1) Every large, complex program has similar technical teething problems. If
you look back at the beginnings of today's well-established systems, including
other planes, you'll see similar histories and criticism (though it was less
magnified by the echo chamber of the Internet). The existence of all these
bugs and problems means nothing, good or bad; they are part of every major
project.

This should not surprise HN readers: Imagine an extraordinarily complex
project, filled with newly invented technology, with a 20 year development
cycle (and using waterfall methodology AFAIK). Add to that the extraordinary
pressure on performance and capbilities (i.e., developers can't be
conservative): If the project's perf isn't fast/powerful/etc enough then
people die, such as the operator or the thousands to millions of others whom
we can't protect, and nations might fall. You would expect a very large number
of bugs; it's kind of amazing that such projects ever ship!
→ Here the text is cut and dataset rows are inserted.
PR #450, opened 2018-06-11
CB-14127: (android) Move google maven repo ahead of jcenter

jcesarmobile:
### Platforms affected
Android

### What does this PR do?
Move google maven repo ahead of jcenter because of some problem to get Google libs from jcenter

### Checklist

### DIFF
--- a/bin/templates/cordova/lib/plugin-build.gradle
+++ b/bin/templates/cordova/lib/plugin-build.gradle
@@ -20,10 +20,10 @@
 
 buildscript {
     repositories {
-        jcenter()
         maven {
             url "https://maven.google.com"
         }
+        jcenter()
     }
 
     // Switch the Android Gradle plugin version requirement depending on the
--- a/bin/templates/project/app/build.gradle
+++ b/bin/templates/project/app/build.gradle
@@ -22,10 +22,10 @@ apply plugin: 'com.android.application'
 buildscript {
     repositories {
         mavenCentral()
-        jcenter()
         maven {
             url "https://maven.google.com"
         }
+        jcenter()
     }
 
     dependencies {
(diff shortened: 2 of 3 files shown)


josenobile:
When this commit already merged in the master branch can be merged into a release? 7.1.1 or 7.2.0 ?

jcesarmobile:
Current master is 7.2.0-dev, so this should be on next 7.2.0 release

garyjohnson:
Seeing this issue in 6.4.0 -- are all versions of cordova-android broken due to this? Will they be patched? Is there a version I can upgrade to now without installing the plugin from git?

jcesarmobile:
Only security fixes are back ported to previous versions, and only for 6 months since latest major version bump, so 6.4.0 won't get this because it's not security related.

This is not released yet, so you have to install from git, or probably using @nightly as version (didn't try, might also need nightly CLI).

You can also manually move it up in your project as workaround

garyjohnson:
Understandable, but aren't all released versions of cordova-android currently broken because of this? Or does this only affect a subset of projects somehow?

jcesarmobile:
It doesn't directly affect cordova-android, it affects some plugins that can't fetch the dependencies because Google didn't publish their libraries correctly in jcenter. This fix is more a workaround than a real fix, the real fix is that Google republish the libraries again and do it right.

And even if it affected all cordova-android versions and all Cordova apps, we only backport security fixes.

smart-union:
Makes sense, thanks

davidsidlinger:
After this change, we're still getting the "old" repository order in `platforms/android/CordovaLib/build.gradle`, though the `build.gradle` in `platforms/android/` is 👌.

dpogue:
@davidsidlinger That was just fixed in https://github.com/apache/cordova-android/pull/523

Perhaps they should use other methodologies to reduce these problems but with
fighter planes, due to the cost of building them and of failed experiments
(i.e., dead pilots), you can't 'move fast and break things'. Also, you never
really can test the system until you fight an actual war against a peer enemy.

\---

2) The public's conception of figher planes is very outdated. They imagine
dogfights in the sky, which might be as outdated as ships shooting banks of
cannons at each other (this is my impression based on limited reading of
people who know).

For example, a study I read by leading military strategists [1] looked at
actual fighter-to-fighter encounters. The last time we saw many of them was in
Vietnam (think of it: we haven't had an arial shooting war in 40 years,
covering generations of (thankfully) unutilized planes and pilots). In Vietnam
80% of encounters were over _before the loser had time to defend themselves_ ,
because they were not aware of the attacker.

You can see then why the F-35's design might focus on situational awareness,
including: Sensors; building a network where each plane is essentially a node,
so all planes all see the entire network's sensor data as well as sharing with
ground systems (imagine making a data network reliable in that environment);
and the pilot's UI: In prior planes pilots had to read and interpret (6? 12?
more?) sensors, each on different interfaces, all while flying and fighting.
The F-35's IT systems unify the data on one interface, and the computer does
much of the analysis (e.g., object A1 moving at X rate with Y vector and Z
characteristics is probably a bird, object A2 is a friendly plane, A3 is a
civilian plane, ... and object A53 is an enemy missile).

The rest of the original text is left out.